[Saved entries]
########################################
PR #1334, opened 2024-01-24
Exclude Goblint stubs from YAML witnesses

sim642:
This fixes the issue identified by Freiburg.

The other "issue" with `(unsigned long )_ == 0UL` or really any `(unsigned long )arg == 0UL` has no easy improvement in Goblint. I thought it came from relation analysis because of the cast, but apparently it comes from base. Passing `0` into an `void*` argument performs no cast and simply puts the integer abstraction into the state for the pointer variable. The outputted invariant comes from `IntDomain` instead, which correctly inserts the cast.

I thought about using `Cilfacade.makeBinOp` which hopefully would be smarter about inserting casts for binary operators, but actually it's worse and turns it into `(unsigned long )arg == (unsigned long )((void *)0)` because of https://github.com/goblint/cil/issues/162. If that is fixed, then we might have a neater way.

### DIFF
--- a/src/witness/yamlWitness.ml
+++ b/src/witness/yamlWitness.ml
@@ -193,13 +193,23 @@ struct
     in
     let task = Entry.task ~input_files ~data_model ~specification in
 
+    let is_stub_node n =
+      let fundec = Node.find_fundec n in
+      Cil.hasAttribute "goblint_stub" fundec.svar.vattr
+    in
+
     let is_invariant_node (n : Node.t) =
       let loc = Node.location n in
       match n with
-      | Statement _ when not loc.synthetic && WitnessInvariant.is_invariant_node n -> true
+      | Statement _ when not loc.synthetic && WitnessInvariant.is_invariant_node n ->
+        not (is_stub_node n)
       | _ ->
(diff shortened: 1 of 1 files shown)


src/witness/yamlWitness.ml
```diff
@@ -193,15 +193,25 @@ struct
...
+      let fundec = Node.find_fundec n in
+      Cil.hasAttribute "goblint_stub" fundec.svar.vattr
+    in
+
     let is_invariant_node (n : Node.t) =
       let loc = Node.location n in
       match n with
-      | Statement _ when not loc.synthetic && WitnessInvariant.is_invariant_node n -> true
+      | Statement _ when not loc.synthetic && WitnessInvariant.is_invariant_node n ->
+        not (is_stub_node n)
```
michael-schwarz, line 205: Any particular reason why this is not added to the `when` clause above?

michael-schwarz (approved):
Other than the one remark on style. LGTM!

src/witness/yamlWitness.ml
sim642: I probably did it for line length reasons, but I now refactored it to just have all the conditions in the case body.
########################################
Work task ->
Please give the data again in full, exactly as written.

Solution for this exercise ->
PR #1334, opened 2024-01-24
Exclude Goblint stubs from YAML witnesses

sim642:
This fixes the issue identified by Freiburg.

The other "issue" with `(unsigned long )_ == 0UL` or really any `(unsigned long )arg == 0UL` has no easy improvement in Goblint. I thought it came from relation analysis because of the cast, but apparently it comes from base. Passing `0` into an `void*` argument performs no cast and simply puts the integer abstraction into the state for the pointer variable. The outputted invariant comes from `IntDomain` instead, which correctly inserts the cast.

I thought about using `Cilfacade.makeBinOp` which hopefully would be smarter about inserting casts for binary operators, but actually it's worse and turns it into `(unsigned long )arg == (unsigned long )((void *)0)` because of https://github.com/goblint/cil/issues/162. If that is fixed, then we might have a neater way.

### DIFF
--- a/src/witness/yamlWitness.ml
+++ b/src/witness/yamlWitness.ml
@@ -193,13 +193,23 @@ struct
     in
     let task = Entry.task ~input_files ~data_model ~specification in
 
+    let is_stub_node n =
+      let fundec = Node.find_fundec n in
+      Cil.hasAttribute "goblint_stub" fundec.svar.vattr
+    in
+
     let is_invariant_node (n : Node.t) =
       let loc = Node.location n in
       match n with
-      | Statement _ when not loc.synthetic && WitnessInvariant.is_invariant_node n -> true
+      | Statement _ when not loc.synthetic && WitnessInvariant.is_invariant_node n ->
+        not (is_stub_node n)
       | _ ->
(diff shortened: 1 of 1 files shown)


src/witness/yamlWitness.ml
```diff
@@ -193,15 +193,25 @@ struct
...
+      let fundec = Node.find_fundec n in
+      Cil.hasAttribute "goblint_stub" fundec.svar.vattr
+    in
+
     let is_invariant_node (n : Node.t) =
       let loc = Node.location n in
       match n with
-      | Statement _ when not loc.synthetic && WitnessInvariant.is_invariant_node n -> true
+      | Statement _ when not loc.synthetic && WitnessInvariant.is_invariant_node n ->
+        not (is_stub_node n)
```
michael-schwarz, line 205: Any particular reason why this is not added to the `when` clause above?

michael-schwarz (approved):
Other than the one remark on style. LGTM!

src/witness/yamlWitness.ml
sim642: I probably did it for line length reasons, but I now refactored it to just have all the conditions in the case body.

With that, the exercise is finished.